[[ DATA IN THIS EXERCISE open ]]

Issue #668, opened 2026-09-08
Update to version 2026-07-28 of MCP


jakemac53:
cc @Yusufihsangorgel as you have been working on this, but I realized we didn't have a tracking issue.

Yusufihsangorgel:
POST, SSE answers, subscriptions/listen, server/discover, the Mcp-Param and Mcp-Name headers, caching, extensions, the client channel, removed-method 404s and InputRequired are on main. SSE close as cancellation, the Origin allow-list and the legacy input-required shim are in review. Still open are notifications/cancelled, pagination, a client listen helper and the dart_mcp_server migration once 0.6.0 ships.

Yusufihsangorgel:
Merged since the last note: the Origin allow-list, SSE close as cancellation, the removal of the three server methods, two readme changes, the #636 follow-ups and a weekly conformance run. Open as of 2026-09-16: a client example (#671), sampling tool content (#672), DEVELOPING.md (#673), a multi-version example (#676), the receiving half of cancellation (#678), a client subscription helper (#679), a timeout for the conformance client (#681) and a paging walk for the four list requests (#682).

Yusufihsangorgel:
Since the last note, #672 (sampling tool content), #681 (conformance client timeout), #673 (DEVELOPING.md), #676 (multi-version example), #682 (list paging), #684 (415 for the wrong media type) and #685 (sampling content as a list) have merged. Still open as of 2026-09-22 are the approved client example (#671), cancellation on the receiving side (#678) and the client subscription helper (#679), with #688 tracking a client-side initialization helper.

PR #671, opened 2026-09-11
add a streamable http client example

Yusufihsangorgel:
Adds a client to pair with `example/streamable_http_server.dart`. It takes the URL the server prints, discovers the server, lists its tools, calls `greet` and prints the progress notification. The example readme now describes the pair instead of the curl command.

Part of https://github.com/dart-lang/ai/issues/668

### DIFF
--- a/pkgs/dart_mcp/example/streamable_http_client.dart
+++ b/pkgs/dart_mcp/example/streamable_http_client.dart
@@ -1,0 +1,94 @@
+// Copyright (c) 2026, the Dart project authors.  Please see the AUTHORS file
+// for details. All rights reserved. Use of this source code is governed by a
+// BSD-style license that can be found in the LICENSE file.
+
+/// A client that connects over Streamable HTTP to
+/// `streamable_http_server.dart`.
+///
+/// Pass the printed URL to discover the server, list tools, call `greet`,
+/// and print progress.
+library;
+
+import 'dart:io';
+
+import 'package:dart_mcp/client.dart';
+import 'package:dart_mcp/streamable_http.dart';
+
+void main(List<String> args) async {
+  if (args.length != 1) {
+    stderr.writeln(
+      'Usage: dart run example/streamable_http_client.dart <url>\n'
+      'Pass the URL printed by example/streamable_http_server.dart.',
+    );
+    exitCode = 64;
+    return;
+  }
+
+  // Create a client, which is the top level object that manages all
+  // server connections.
+  final client = MCPClient(
+    Implementation(name: 'example dart client', version: '0.1.0'),
+  );
+  // The server example prints this URL after it binds.
+  final uri = Uri.parse(args.single);
+  print('connecting to server at $uri');
+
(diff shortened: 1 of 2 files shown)


pkgs/dart_mcp/example/streamable_http_client.dart
```diff
@@ -0,0 +1,94 @@
...
+        });
+        final result = await server.callTool(request);
+        if (result.isError == true) {
+          throw StateError('Tool call failed: ${result.content}');
+        } else {
+          print('Tool call succeeded: ${result.content}');
+        }
+      } else {
+        throw ArgumentError('Unexpected tool ${tool.name}');
+      }
```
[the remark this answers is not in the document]
Yusufihsangorgel: Same as tools_client.dart, on purpose. This client is paired with streamable_http_server.dart, and that server only serves greet.

pkgs/dart_mcp/example/streamable_http_client.dart
```diff
@@ -0,0 +1,94 @@
...
+      clientInfo: client.implementation,
+    ),
+  );
+  // This revision settles the version on the transport, not through
+  // initialize.
+  server.protocolVersion = protocolVersion;
+
+  try {
+    print('discovering server');
+    final discoverResult = await server.discover(
```
jakemac53, line 52: Does this not set the protocolVersion? The assignment above seems odd to me.

jakemac53: In general - I think it would be good for us to expose an optional client side helper to handle server initialization across versions - following this logic https://modelcontextprotocol.io/specification/draft/basic/versioning#backward-compatibility-with-initialization-based-versions.

This would be similar to what we do on the server side, possibly re-using the `MCPServerInitialization` type for the parameter of the new client side method. It looks like we might be able to just make the response type a `DiscoverResult` object, but this could cause problems in the future if it adds additional required fields which don't have defaults, so we could choose some other type.

Both `discover` and `initialize` should document that they will return errors on incompatible versions, and we should consider deprecating them as well.

This could be done in a separate PR, but we should file an issue to not lose track of it if so.

jakemac53 (approved):

jakemac53:
@Yusufihsangorgel lmk if you want to address the comment in this PR or separately (probably separately though?).

A simple changelog entry (add server/client streamable http client example) is also probably prudent for this as well so please add that to make the check happy.

pkgs/dart_mcp/example/streamable_http_client.dart
Yusufihsangorgel: This assignment is still needed in 65bcbe25. Here `discover()` returns its result without setting `protocolVersion`, and `initialize` answers 404 on this transport. Nothing else settles the version. I filed #688 for the helper. Once it lands this line goes away.

Yusufihsangorgel:
Added the changelog entry in 65bcbe25, and the helper goes in a separate PR under #688.

jakemac53 (approved):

[[ DATA IN THIS EXERCISE closed ]]

* _WHAT YOU NEED TO DO_: Each entry above needs to be output exactly.

* _TASK SOLUTION_:
Issue #668, opened 2026-09-08
Update to version 2026-07-28 of MCP


jakemac53:
cc @Yusufihsangorgel as you have been working on this, but I realized we didn't have a tracking issue.

Yusufihsangorgel:
POST, SSE answers, subscriptions/listen, server/discover, the Mcp-Param and Mcp-Name headers, caching, extensions, the client channel, removed-method 404s and InputRequired are on main. SSE close as cancellation, the Origin allow-list and the legacy input-required shim are in review. Still open are notifications/cancelled, pagination, a client listen helper and the dart_mcp_server migration once 0.6.0 ships.

Yusufihsangorgel:
Merged since the last note: the Origin allow-list, SSE close as cancellation, the removal of the three server methods, two readme changes, the #636 follow-ups and a weekly conformance run. Open as of 2026-09-16: a client example (#671), sampling tool content (#672), DEVELOPING.md (#673), a multi-version example (#676), the receiving half of cancellation (#678), a client subscription helper (#679), a timeout for the conformance client (#681) and a paging walk for the four list requests (#682).

Yusufihsangorgel:
Since the last note, #672 (sampling tool content), #681 (conformance client timeout), #673 (DEVELOPING.md), #676 (multi-version example), #682 (list paging), #684 (415 for the wrong media type) and #685 (sampling content as a list) have merged. Still open as of 2026-09-22 are the approved client example (#671), cancellation on the receiving side (#678) and the client subscription helper (#679), with #688 tracking a client-side initialization helper.

PR #671, opened 2026-09-11
add a streamable http client example

Yusufihsangorgel:
Adds a client to pair with `example/streamable_http_server.dart`. It takes the URL the server prints, discovers the server, lists its tools, calls `greet` and prints the progress notification. The example readme now describes the pair instead of the curl command.

Part of https://github.com/dart-lang/ai/issues/668

### DIFF
--- a/pkgs/dart_mcp/example/streamable_http_client.dart
+++ b/pkgs/dart_mcp/example/streamable_http_client.dart
@@ -1,0 +1,94 @@
+// Copyright (c) 2026, the Dart project authors.  Please see the AUTHORS file
+// for details. All rights reserved. Use of this source code is governed by a
+// BSD-style license that can be found in the LICENSE file.
+
+/// A client that connects over Streamable HTTP to
+/// `streamable_http_server.dart`.
+///
+/// Pass the printed URL to discover the server, list tools, call `greet`,
+/// and print progress.
+library;
+
+import 'dart:io';
+
+import 'package:dart_mcp/client.dart';
+import 'package:dart_mcp/streamable_http.dart';
+
+void main(List<String> args) async {
+  if (args.length != 1) {
+    stderr.writeln(
+      'Usage: dart run example/streamable_http_client.dart <url>\n'
+      'Pass the URL printed by example/streamable_http_server.dart.',
+    );
+    exitCode = 64;
+    return;
+  }
+
+  // Create a client, which is the top level object that manages all
+  // server connections.
+  final client = MCPClient(
+    Implementation(name: 'example dart client', version: '0.1.0'),
+  );
+  // The server example prints this URL after it binds.
+  final uri = Uri.parse(args.single);
+  print('connecting to server at $uri');
+
(diff shortened: 1 of 2 files shown)


pkgs/dart_mcp/example/streamable_http_client.dart
```diff
@@ -0,0 +1,94 @@
...
+        });
+        final result = await server.callTool(request);
+        if (result.isError == true) {
+          throw StateError('Tool call failed: ${result.content}');
+        } else {
+          print('Tool call succeeded: ${result.content}');
+        }
+      } else {
+        throw ArgumentError('Unexpected tool ${tool.name}');
+      }
```
[the remark this answers is not in the document]
Yusufihsangorgel: Same as tools_client.dart, on purpose. This client is paired with streamable_http_server.dart, and that server only serves greet.

pkgs/dart_mcp/example/streamable_http_client.dart
```diff
@@ -0,0 +1,94 @@
...
+      clientInfo: client.implementation,
+    ),
+  );
+  // This revision settles the version on the transport, not through
+  // initialize.
+  server.protocolVersion = protocolVersion;
+
+  try {
+    print('discovering server');
+    final discoverResult = await server.discover(
```
jakemac53, line 52: Does this not set the protocolVersion? The assignment above seems odd to me.

jakemac53: In general - I think it would be good for us to expose an optional client side helper to handle server initialization across versions - following this logic https://modelcontextprotocol.io/specification/draft/basic/versioning#backward-compatibility-with-initialization-based-versions.

This would be similar to what we do on the server side, possibly re-using the `MCPServerInitialization` type for the parameter of the new client side method. It looks like we might be able to just make the response type a `DiscoverResult` object, but this could cause problems in the future if it adds additional required fields which don't have defaults, so we could choose some other type.

Both `discover` and `initialize` should document that they will return errors on incompatible versions, and we should consider deprecating them as well.

This could be done in a separate PR, but we should file an issue to not lose track of it if so.

jakemac53 (approved):

jakemac53:
@Yusufihsangorgel lmk if you want to address the comment in this PR or separately (probably separately though?).

A simple changelog entry (add server/client streamable http client example) is also probably prudent for this as well so please add that to make the check happy.

pkgs/dart_mcp/example/streamable_http_client.dart
Yusufihsangorgel: This assignment is still needed in 65bcbe25. Here `discover()` returns its result without setting `protocolVersion`, and `initialize` answers 404 on this transport. Nothing else settles the version. I filed #688 for the helper. Once it lands this line goes away.

Yusufihsangorgel:
Added the changelog entry in 65bcbe25, and the helper goes in a separate PR under #688.

jakemac53 (approved):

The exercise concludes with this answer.